Level sets and maximum likelihood estimation for the Ising model
Tomasz Skalski, Tomasz Stroiński
TL;DR
This work advances the understanding of when the maximum likelihood estimator exists in discrete exponential families by leveraging the set-of-uniqueness framework and applying it to the Ising model on a complete graph. The authors give a full characterization for the existence of the MLE among level sets of the Ising model, achieved through a geometric reduction that maps level sets to planar polygons and uses convexity to determine uniqueness.
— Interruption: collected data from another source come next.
PR #14289, opened 2026-08-22
checklocks: guard shared coordination state

tamird:
Serialize compression-pool construction and finalizer cleanup with the mutex used by readers and writers. Finalizer registration alone does not order subsequent constructor writes.

Drain compression workers before failed Read or Write calls return so workers cannot retain caller buffers. Close the destination after prior write or final-flush failure while preserving the first stream error. Copy the hash key so lazy workers cannot observe later caller changes.

Fix the race-only ARM64 compare-and-swap operand registers used by Sleeper parking and Gate.Close. Exercise successful replacement and rejection of a mismatched expected value through the existing Gate fixture.

Enforce ownership contracts for shared pools, buffered random reads and event broadcasters. Remove unlocked receiver-state formatting from the interrupt forwarder's duplicate-Enable panic and clarify integer-pool state.

Assisted-by: Codex

### DIFF
--- a/nogo.yaml
+++ b/nogo.yaml
@@ -261,6 +261,8 @@ analyzers:
         - pkg/sentry/fs/fs.go          # Intentional.
         - pkg/sentry/fs/gofer/inode.go # Intentional.
         - pkg/refs/refcounter_test.go  # Intentional.
+        # Lock-order validator tests intentionally have no protected data.
+        - '^pkg/sync/locking/lockdep_test\.go:'
   SA4016: # Useless bitwise operations.
     internal:
       exclude:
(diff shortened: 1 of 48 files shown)


tamird:
r? @fvoznika Could you review compression scratch, worker, and finalizer ownership?

Assisted-by: Codex

tamird:
Superseded by #14350, #14356, #14355, which together cover this proposal's contracts and fixes with separate review scopes. Closing this broad PR in favor of those replacements; the complete map and remaining follow-ups are tracked in #14349.

Assisted-by: Codex

PR #14294, opened 2026-08-22
checklocks: synchronize exec FD-table replacement

tamird:
Exec replaces Task.fdTable without holding Task.mu, while /proc readers hold that mutex to read the pointer. Task-goroutine ownership permits unlocked reads, not writes, so the replacement races those readers.

Use UnshareFdTable to copy and publish the replacement under Task.mu. Preserve the existing CurrentMaxFDs bound and release the old table outside the mutex before removing close-on-exec descriptors. Annotate the helper's lock-exclusion precondition and make the field's asymmetric read/write contract explicit.

Assisted-by: Codex


tamird:
r? @shailend-g Could you review publishing exec's replacement FD table under Task.mu?

Focused local Bazel checks passed. Upstream checks have not reported yet. The syscall integration test could not launch in the restricted local container.

Assisted-by: Codex

tamird:

Assisted-by: Codex

PR #14295, opened 2026-08-22
checklocks: serialize public FD-table iteration

tamird:
CUDA and TPU device scans hold a task mutex while iterating its FD table, but another task sharing that table can mutate the descriptor bitmap concurrently. Lock public ForEach and enforce the caller-held mutex contract on forEachLocked. Keep stopped-task scans on the bounded iterator, whose lock-or-quiescence precondition remains documented.

Exercise the race by scanning a stable first descriptor while a neighboring descriptor in the same bitmap word is repeatedly added and removed.

Assisted-by: Codex

### DIFF
--- a/pkg/sentry/kernel/fd_table.go
+++ b/pkg/sentry/kernel/fd_table.go
@@ -79,10 +79,15 @@ type FDTable struct {
 
 	k *Kernel
 
-	// mu protects below.
+	// mu serializes table mutations.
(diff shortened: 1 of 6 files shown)


tamird:
r? @trantoji Could you review FD bitmap iteration while another task mutates a shared table?

Assisted-by: Codex

tamird:

Assisted-by: Codex

PR #14298, opened 2026-08-22
checklocks: clarify futex bucket contracts

tamird:
The PI lock and unlock helpers operate on a bucket acquired by their callers. Declare those entry requirements without changing lock scope.

Correct the ordered bucket return contract: the first handle is always non-nil, and the second is nil only when both keys select the same bucket. Retain prose for these conditional aliases that checklocks cannot express.

Include PI waits in waiter lifecycle documentation and state the membership and lock requirements for wake and requeue helpers. Preserve the lock-and-revalidate protocol and reverse-order release.

Assisted-by: Codex

### DIFF
--- a/pkg/sentry/kernel/futex/BUILD
+++ b/pkg/sentry/kernel/futex/BUILD
@@ -18,17 +18,6 @@ declare_mutex(
 )
 
 go_template_instance(
-    name = "atomicptr_bucket",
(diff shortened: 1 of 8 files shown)


tamird:
r? @EtiennePerot Could you review PI helper lock requirements and conditional bucket aliases?

Assisted-by: Codex

tamird:

Assisted-by: Codex

PR #14300, opened 2026-08-22
checklocks: store virtual ownership atomically

tamird:
Virtual ownership introduced in f51e0486d4 pairs atomic readers with ordinary writes in SetStat. The writer mutex does not protect Stat's unlocked readers. Use atomic stores for mode, UID and GID while retaining the existing permission-check critical section and error ordering.

Initialize a fresh virtual-owner value before publication. Declare all three atomic field contracts and remove SetStat's blanket suppression. Its conditionally held writer-lock contract remains documented in prose; checklocks cannot correlate the repeated enabled and mask tests.

Cover concurrent Stat and SetStat through an imported host file, as well as the constructor's initial virtual ownership.

Assisted-by: Codex

### DIFF
--- a/pkg/sentry/fsimpl/host/BUILD
+++ b/pkg/sentry/fsimpl/host/BUILD
@@ -1,4 +1,4 @@
-load("//tools:defs.bzl", "go_library")
+load("//tools:defs.bzl", "go_library", "go_test")
 load("//tools/go_generics:defs.bzl", "go_template_instance")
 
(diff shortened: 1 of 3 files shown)


tamird:
r? @fvoznika Could you review atomic virtual ownership updates paired with unlocked Stat readers?

Assisted-by: Codex

tamird:

Assisted-by: Codex

PR #14301, opened 2026-08-22
checklocks: enforce hostinet lock and atomic rules

tamird:
Require the persistent-event mutex for mask updates and direct waiter-entry operations while allowing lock-free atomic mask reads. Require atomic access to shutdown and backlog state.

Guard the collection of listeners awaiting restore with its collection mutex, retaining detached-list processing after unlocking.

Assisted-by: Codex


tamird:
r? @nybidari Could you review persistent-event lock/atomic contracts and restored-listener ownership?

Assisted-by: Codex

tamird:

Assisted-by: Codex

PR #14303, opened 2026-08-22
checklocks: fix interrupt diagnostic locking

tamird:
Enable reads the current receiver after unlocking when it panics about already forwarding interrupts. Snapshot the receiver under the mutex so concurrent Disable cannot race with that diagnostic read. Keep formatting outside the critical section.

Guard the receiver and pending flag with the forwarder mutex.

Assisted-by: Codex

### DIFF
--- a/pkg/sentry/platform/interrupt/BUILD
+++ b/pkg/sentry/platform/interrupt/BUILD
@@ -19,4 +19,5 @@ go_test(
     size = "small",
     srcs = ["interrupt_test.go"],
     library = ":interrupt",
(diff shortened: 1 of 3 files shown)


tamird:
r? @EtiennePerot Could you review snapshotting the diagnostic receiver under the forwarder mutex?

Assisted-by: Codex

tamird:
Closing in favor of consolidated #14289. The expanded replacement commits are prepared locally; the replacement branch has not been pushed yet.

Assisted-by: Codex

PR #14305, opened 2026-08-22
checklocks: enforce Kernel state ownership

tamird:
Guard the start/save flags, socket sequence and cgroup/device registries with their existing mutexes. Require atomic accesses to scheduling, clock, ID and user counters.

Guard TaskSet stop and exit bookkeeping, including the creation barrier after WaitExited, and require its read lock for task iteration. Require extMu in the time pause/resume helpers while retaining the stopped-task precondition. Document initialization-only and shared pointer access paths where a uniform field guard would not describe ownership.

Assisted-by: Codex

### DIFF
--- a/pkg/sentry/kernel/kernel.go
+++ b/pkg/sentry/kernel/kernel.go
@@ -95,6 +95,7 @@ import (
 type UserCounters struct {
 	uid auth.KUID
 
+	// +checkatomic
 	rlimitNProc atomicbitops.Uint64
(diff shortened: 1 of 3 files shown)


tamird:
r? @shailend-g Could you review Kernel and TaskSet state, iteration and lifecycle contracts?

Assisted-by: Codex

tamird:

Assisted-by: Codex

PR #14306, opened 2026-08-22
checklocks: synchronize key permissions

tamird:
Since 02f70b5df083, keys may be shared by tasks with different task mutexes. KeySet transactions serialize permission writes, but readers do not take that mutex, so permission updates race with readers.

Use an atomic permission word and one snapshot for each permission check. Enforce atomic access with checklocks and retain the typed checkpoint representation through stateify hooks.

Cover concurrent permission checks and transaction updates with a regression that preserves read access while moving it between classes.

Assisted-by: Codex

### DIFF
--- a/pkg/sentry/kernel/auth/BUILD
+++ b/pkg/sentry/kernel/auth/BUILD
@@ -94,6 +94,7 @@ go_library(
     ],
     deps = [
         "//pkg/abi/linux",
+        "//pkg/atomicbitops",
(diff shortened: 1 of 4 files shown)


tamird:
r? @EtiennePerot Could you review atomic shared-key permission snapshots?

Assisted-by: Codex

tamird:

Assisted-by: Codex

They also derive new bounds for the size of the smallest set of uniqueness for products of Rademacher functions, including explicit constructions and asymptotic behavior across parameters $k$ and $q$, and propose a precise conjecture for the case $q=2$. The results connect MLE existence criteria with combinatorial geometry on the hypercube, informing both statistical estimation and subcube-intersection problems with potential applications to hypercube processors and Ising-type models.
Abstract
Bogdan et al. established a new criterion to determine the existence of a maximum likelihood estimator in discrete exponential families. It uses the notion of the set of uniqueness, which allows to apply the problem to the Ising model from statistical mechanics. We propose a full characterization of the existence of the MLE in the Ising model among the level sets used in related combinatorial problems. Then we establish new bounds for the size of the smallest set of uniqueness for the products of Rademacher functions.